Stored data
————

PR #4740, opened 2024-11-18
Global header search

nick-nlb:
### Description

The purpose of this PR is to have the search bar in the header on all pages. 

Previously, pages by default did not have the search in the header, and had to be flagged in order to provide the search bar. Now, this flag is reversed and pages will contain the header search by default.

The search bar has been removed from the explore page, and the more complicated search functionality provided in that page (such as the ability to programmatically change the current query and provide a debug modal) is now available to the universal search bar in the header.

Related layout updates have been made to ensure that the explore page displays correctly with the internal search now gone, and the debug "bug" button is now aligned nicely (with the global search at the top). The debug modal has also been revamped.

### Notes

When the search bar was inline in the explore page, that page could interact and share state with its inline search. This allowed the explore page to provide and programmatically update the query string as well as to provide debugging information, among other things.

We now have to communicate that information from the explore page all the way to the header. Normally, we might consider options like React context, or lifting of state. 

However, in this case, the header and the explore page are in totally separate React apps with separate mount points, and that limits our ability to use more traditional methods to communicate this data.

The solution implemented was to create a global "Query Store", that can be updated by a component in one app, and then have those changes provided to a component in another app. The query store provides a hook to facilitate this communication. This allows these otherwise completely independent applications to communicate with each other in a reactive way.

### DIFF
--- a/static/css/core.scss
+++ b/static/css/core.scss
@@ -626,7 +626,7 @@ section {
     border: none;
     border-color: var(--gm-3-ref-neutral-neutral-40);
 
-    .search-icon {
+    .search-bar-icon {
       font-size: 24px;
       line-height: 1;
     }
--- a/static/css/explore.scss
+++ b/static/css/explore.scss
@@ -275,10 +275,9 @@
     position: relative;
   }
 
-  .debug-info-toggle {
-    top: -0.5rem;
-    right: 1.5rem;
-    padding: 0;
+  .debug-info-open {
+    top: 20px!important;
+    right: -10px!important;
   }
 }
 
--- a/static/js/components/nl_search_bar/auto_complete_input.tsx
+++ b/static/js/components/nl_search_bar/auto_complete_input.tsx
@@ -314,7 +314,7 @@ export function AutoCompleteInput(
         >
           <InputGroup className="search-bar-content">
             {isHeaderBar && (
-              <span className="search-icon">
+              <span className="search-bar-icon">
                 <Search />
               </span>
             )}


gmechali (approved):
Thanks Nick! Looks great, just curious what kind of testing you've done on this?
Also please wait for Dan's review still as I'm still newish to the DC codebase, so a secondary reviewer is more prudent.

static/js/shared/stores/query_store_hook.tsx
```diff
@@ -0,0 +1,107 @@
...
+
+export const useQueryStore = (): QueryStoreData => {
+  const [queryString, setQueryStringState] = useState<string>("");
+  const [placeholder, setPlaceholderState] = useState<string>(
+    "Enter a question to explore"
+  );
+  const [queryResult, setQueryResultState] = useState<QueryResult>(null);
+  const [debugData, setDebugDataState] = useState<any>({});
+
+  useEffect(() => {
```
dwnoble, line 45: Can you add a comment describing the useEffect?

static/js/shared/stores/query_store_hook.tsx
```diff
@@ -0,0 +1,107 @@
...
+    const queryStore = (globalThis.queryStore as QueryStore) || null;
+
+    const handleStoreUpdate = (
+      store: typeof queryStore,
+      changeType:
```
dwnoble, line 50: Can you reuse the ChangeType type here?

static/js/shared/stores/query_store_hook.tsx
```diff
@@ -0,0 +1,107 @@
...
+  queryString: string;
+  placeholder: string;
+  queryResult: QueryResult | null;
+  debugData: any;
+  setQueryString: (query: string) => void;
+  setQueryResult: (result: QueryResult) => void;
+  setDebugData: (data: any) => void;
+}
+
+export const useQueryStore = (): QueryStoreData => {
```
dwnoble, line 37: Nice job building out this hook!

static/js/types/app/explore_types.ts
```diff
@@ -62,7 +61,7 @@ export interface SVScores {
 export interface SentenceScore {
   sentence: string;
   score: number;
-  rerankScore: number;
+  rerank_score: number;
```
dwnoble, line 64: Good catch

server/templates/base.html
```diff
@@ -129,6 +131,7 @@
 {% include 'metadata/labels.html' %}
 {% include 'metadata/routes.html' %}
 
+<script src={{url_for('static', filename='queryStore.js', t=config['VERSION'])}} async></script>
```
dwnoble, line 134: Can you add this to all of the `server/templates/custom_dc/**/base.html` files?

dwnoble (changes requested):
Thanks Nick & Pablo- i like this approach.

I'm seeing an error when i run in "custom DC" mode (`./run_server.sh -m -e custom`):

Screenshot 2024-11-26 at 3 47 18 PM

This might be a little more involved to fix. some potential options:

(1) in custom dc mode, keep the search bar inline on the explore page
(2) update custom dc headers (in `server/templates/custom_dc/**/base.html`) to include a search bar. Maybe this means attaching the `HeaderBarSearch` to some new ID in the custom DC navbar, or it could be a pure-flask inlined search bar

What do you think?

dwnoble:
Also i saw a small difference in padding between the search bar in the visualization tools and the knowledge graph:

header-visualization-tools
header-knowledge-graph

dwnoble:
> > Thanks Nick & Pablo- i like this approach.
> > I'm seeing an error when i run in "custom DC" mode (`./run_server.sh -m -e custom`):
> > This might be a little more involved to fix. some potential options:
> > (1) in custom dc mode, keep the search bar inline on the explore page (2) update custom dc headers (in `server/templates/custom_dc/**/base.html`) to include a search bar. Maybe this means attaching the `HeaderBarSearch` to some new ID in the custom DC navbar, or it could be a pure-flask inlined search bar
> > What do you think?
> 
> Thank you for catching that! The error itself is fixed by including the store in the various base templates, but that leaves the question of how to implement the search bar in explore pages that don't use the standard header.
> 
> I would go with option 1 for this PR, because having the inline explorer search as an option (tied to the flag) will allow for all cases, including ones where a custom header implementation doesn't have it (and will give us the flexibility to use it if we do want to later).
> 
> It actually won't be a big task to restore the inline explorer search. It already does work with the header store functionality and so we really would just need to restore it and then tie its display to the flag that determines if the header search displays (if the header search flag is false, we display the inline search).
> 
> However, it could be nice to also do option 2 as a separate PR, to move towards having the header bar search as the default standard!
> 
> Let me know if you are happy with option 1 and I will implement that. All the other comments addressed!

Option 1 sounds good to me! And agreed that option 2 can come later, but i dont think it's urgent

dwnoble (approved):
Looks great! Thanks Nick.

One final request: can you remove the navbar search from the /place/* page? The place page has a separate search when you click "Change Place", and we don't want to show users two search bars.

(This will be moot in a few weeks, as we're planning on rolling out a new, re-designed version of the place page that can have the top search bar added back in)

dwnoble:
> Looks great! Thanks Nick.
> 
> One final request: can you remove the navbar search from the /place/* page? The place page has a separate search when you click "Change Place", and we don't want to show users two search bars.
> 
> (This will be moot in a few weeks, as we're planning on rolling out a new, re-designed version of the place page that can have the top search bar added back in)

Sorry for being wishy washy on this- after a little more internal discussion, can you **leave the navbar search box on the place page in place**.  We'll separately remove the "change place" search box altogether.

————

▶ WHAT IS EXPECTED
Please repeat word for word the lines above that run from the beginning through the line containing "The search bar has", keeping both the first and that last line.

▶ SOLUTION TO THIS PROBLEM
PR #4740, opened 2024-11-18
Global header search

nick-nlb:
### Description

The purpose of this PR is to have the search bar in the header on all pages. 

Previously, pages by default did not have the search in the header, and had to be flagged in order to provide the search bar. Now, this flag is reversed and pages will contain the header search by default.

The search bar has been removed from the explore page, and the more complicated search functionality provided in that page (such as the ability to programmatically change the current query and provide a debug modal) is now available to the universal search bar in the header.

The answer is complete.